- **What the exercise asks**:
Wherever the string "each" appears in the listing, copy that line.

- **Information**:
+ + + +

PR #636, opened 2022-09-08
Create Rule 19-1.md

claperle:


docs/section19/Rule 19-1.md
```diff
@@ -0,0 +1,52 @@
...
+            - Check if the baseline hvac system type has a furnace or heat pump coil at the HVAC system level: `if sys_type in ["SYS-2", "SYS-3", "SYS-3a", "SYS-4", "SYS-9"]:`  
+                - Get the over sizing factor associated with the heating coil: `heating_oversizing_factor = hvac.heating_system.oversizing_factor`     
+            - Else: `Else: heating_oversizing_factor = "n/a"` 
+            - Check if the baseline hvac system type has a DX cooling coil at the HVAC system level: `if sys_type in ["SYS-1", "SYS-1b", "SYS-2", "SYS-3", "SYS-3b", "SYS-4", "SYS-5", "SYS-5b", "SYS-6", "SYS-6b"]:`  
+                - Get the over sizing factor associated with the cooling coil: `cooling_oversizing_factor = hvac.cooling_system.oversizing_factor`        
+            - Else: `Else: cooling_oversizing_factor = "n/a"`   
+
+            - **Rule Assertion:** 
+            - Case 1: If heating_oversizing_factor = 25% and cooling_oversizing_factor = 15% then pass: `if heating_oversizing_factor == 25% AND cooling_oversizing_factor == 15%: outcome = "PASS"`
```
mkarpman, line 40: Since another rule related to sizing (19-3) is not primarly, I think we should also check is_oversized=TRUE for both HeatingSystem and CoolingSystem

docs/section19/Rule 19-1.md
```diff
@@ -0,0 +1,52 @@
...
+- Get B-RMR system types: `baseline_hvac_system_dict = get_baseline_system_types(B-RMR)`  
+- Check if this rule is applicable to any HVAC systems in the B_RMR, if not then the outcome is IN_APPLICABLE for all HVAC systems: `If any(hvac.id in baseline_hvac_system_dict[sys_type] for sys_type in ["SYS-1", "SYS-1b","SYS-2", "SYS-3", "SYS-3a", "SYS-4", "SYS-5", "SYS-5b", "SYS-6", "SYS-6b", "SYS-9"]):`   
+    - For each hvac system in B_RMR: `for hvac in B_RMR...HeatingVentilationAirConditioningSystem:`    
+        - Reset heating_oversizing_factor: `heating_oversizing_factor = ""`  
+        - Reset cooling_oversizing_factor: `cooling_oversizing_factor = ""`  
+        - Get baseline system type: `sys_type = list(baseline_hvac_system_dict.keys())[list(baseline_hvac_system_dict.values()).index(hvac.id)]`  
+        **Applicability Check 2:** At the component level
+        - Check if the baseline system type has a furnace, heat pump, or DX cooling coil, ELSE then rule outcome for this HVAC system is NOT_APPLICABLE: `if sys_type in ["SYS-1", "SYS-1b","SYS-2", "SYS-3", "SYS-3a", "SYS-4", "SYS-5", "SYS-5b", "SYS-6", "SYS-6b", "SYS-9"]:`
```
supriyagoel, line 31: @claperle for checks like these where we're identifying whether heating system or cooling system is a certain type, is there value in simply calling the sub-function for is cooling DX or is heating furnace rather than the system type function? i do not know if one works better than the other

claperle: @supriyagoel This is a good point. I'll think about this going forward as I am not sure which is better in terms of ease of creating the RDS and code efficiency at the moment. Are you on board with leaving this one as is?

docs/section19/Rule 19-1.md
claperle: @mkarpman I'm thinking you meant is_autosized and I updated accordingly.

docs/section19/Rule 19-1.md
```diff
@@ -0,0 +1,52 @@
+# Section 19 - Rule 19-1  
+**Schema Version:** 0.0.21  
+**Mandatory Rule:** True  
+**Rule ID:** 19-1   
+**Rule Description:** HVAC system coil capacities for the baseline building design shall be oversized by 15% for cooling and 25% for heating..  
+**Rule Assertion:** Options are Pass/Fail/IN_APPLICABLE
```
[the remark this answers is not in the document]
claperle: Revised.

mkarpman (approved):

KarenWGard:
line 29: "Get baseline system type: sys_type = list(baseline_hvac_system_dict.keys())[list(baseline_hvac_system_dict.values()).index(hvac.id)]"

appears to be no longer necessary ("sys_type" is not referenced anywhere else in the rule)

docs/section19/Rule 19-1.md
```diff
@@ -0,0 +1,50 @@
...
+**Applicability Check 1:**  Checks each HVAC system for applicability  (does it have a furnace, heatpump, and/or DX cooling) otherwise NOT_APPLICABLE
+- For each hvac system in B_RMR: `for hvac in B_RMR...HeatingVentilationAirConditioningSystem:`    
+    - Reset heating_oversizing_factor: `heating_oversizing_factor = ""`  
+    - Reset cooling_oversizing_factor: `cooling_oversizing_factor = ""`  
+    - Check if the baseline system type has a furnace, heat pump, and/or DX cooling coil, ELSE then rule outcome for this HVAC system is NOT_APPLICABLE: `if is_hvac_sys_heating_type_furnace(B_RMR, hvac.id) == TRUE OR is_hvac_sys_heating_type_heat_pump(B_RMR, hvac.id) ==  TRUE OR is_hvac_sys_cooling_type_DX(B_RMR, hvac.id) == TRUE:`   
+        - Check if the baseline hvac system type has a furnace or heat pump coil at the HVAC system level: `if is_hvac_sys_heating_type_furnace(B_RMR, hvac.id) == TRUE OR is_hvac_sys_heating_type_heat_pump(B_RMR, hvac.id) ==  TRUE:`  
+            - Get the over sizing factor associated with the heating coil: `heating_oversizing_factor = hvac.heating_system.oversizing_factor`     
+        - Else: `Else: heating_oversizing_factor = "n/a"`
```
weilixu, line 32: If possible, we want to avoid change data type of a parameter. In this case, it seems the oversizing factor is assigned to a number (if success) or a string (if failed). Is there a particular reason for that?

claperle: @weilixu great point. I updated the structure. I was not sure how to reset the number variable, I guess I could use del but I figure this is easy for the RCT to take care of when implementing.

weilixu (approved):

+ + + +

- **Answer below**:
+    - For each hvac system in B_RMR: `for hvac in B_RMR...HeatingVentilationAirConditioningSystem:`    
+**Applicability Check 1:**  Checks each HVAC system for applicability  (does it have a furnace, heatpump, and/or DX cooling) otherwise NOT_APPLICABLE
+- For each hvac system in B_RMR: `for hvac in B_RMR...HeatingVentilationAirConditioningSystem:`    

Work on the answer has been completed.